Don’t get me wrong, I still love music ed. Oh my word, do I STILL love music ed. The excitement of those magical moments that happen in the classroom never gets old. I’ve subbed a little here and there, and I’ll tell ya what, it still runs through my veins. But, I knew in my heart I wanted to be home with my kids. I wanted to be all in for them. Of course, every working mother is all in for their kids, I don’t at all mean to sound that I’m saying anything otherwise. But, yeah, I wanted that time, that singular focus. 

Now, leaving my career, the only one I knew and the one that I was certain for many years was going to look a certain way that just didn’t look that way… that was a b**** to leave. I’m not going to sugar coat it. First, I took a year off, then I tried to take another, and that wasn’t an option by my district, so I was left with that choice to either, you know, poop or get off the pot. I chose to get off the pot. It made me sick. Literally. I’ll talk about it on here in greater detail someday, but for now I’ll just leave it at that: it made me sick. It was a b**** to leave.

I found myself dusting myself off saying, who am I, what am I, and was this a big mistake? I  explored soul-searching things like meditation and yoga (also blogged about those!), and trusting in the universe and doing research of sorts from people who were talking about trusting in the universe. 

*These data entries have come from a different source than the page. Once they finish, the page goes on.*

PR #882, opened 2019-08-13
Update model.py

Sejal-G:
Removed feature_names parameter from print_feature_importances function in models.py file
In correspondence to #834 issue in mozilla/bugbug.


marco-c:
Did you close the PR on purpose?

Whether it was positive thinking, trusting in the universe, or dumb luck (or all 3), the universe had my back! Huzzah!

BTS for Former Teachers. www.theshortesttallman.comI’m thrilled to announce on my blog that I will be re-entering the world of music education in a new capacity: as a licensed Kindermusik educator! Kindermusik is for ages 0-7, so it’s a different animal from the junior high kids I left in my public school teaching gig. It’s part-time and it enables me to be super available to my kids, as well as spend time in the music ed world, facilitating those magical moments that I fell in love with. So far, I have been highly impressed by Kindermusik International, the company I am teaching under and licensed by. They get it. The intrinsic and extrinsic benefits of music ed, the magic, the love…. they get it. 

So, maybe music ed is still my calling? I’m thinking heck yeah it is 🙂 

Either way, my teacher friends are all moaning about going back. They’re decorating their classrooms. They’re planning their curriculum and selecting ensemble pieces. They’re getting ready to get back into the rigid routines of educating in a K-12 setting. Some of the crazy emotions I’ve felt is that I’ve failed, I’m weak, I’m lazy, I’ve given up, I’m not good enough. Funny how that little voice in your head can tell you all these nutty things when here I am, making this decision because all the evidence points to this is where I should be. But it still kills me a little inside that I’m not also bemoaning the end of summer vacation and preparing to go back at it full time in my classroom. The circle I used to be in, I am now outside of. No matter the reason, being outside of the circle is hard, and it takes strength to be there, even if you don’t even want to be in that circle.

So, for all of my teacher friends who aren’t going back, for all of you who once were in the trenches of being a WOHM and now find yourselves being a SAHM, I get it. It feels weird, maybe even a little crappy or traitor-ish, to be in that eating bon-bons boat. Yeah, I know y’all think SAHMs sit around all day eating bon-bons… I used to think that, too. For the record, I haven’t consumed a single bon-bon since being home full time. For one, I can’t afford them!! 😂

That’s ok. Bon-bons were never my thing anyway. For me, I think I’ll make a batch of chocolate chip cookies with Tiny Tallman while we wait for the older two to get off the bus, sip on my homemade iced coffee, and count my blessings. And, for goodness sake, try to relish in the here and now.

And, for all of my teacher friends going back: dude, you’re awesome. You have a seriously amazing job. I’ll always be a little jealous. Who knows? Maybe I’ll be back. It really is a great profession. 

1 Comment

  • Sarah Kilian September 3, 2018 at 8:35 am

    This art teacher is excited to go back to work/school!
    Best of luck to you in your new chapter! Kindermusik rocks!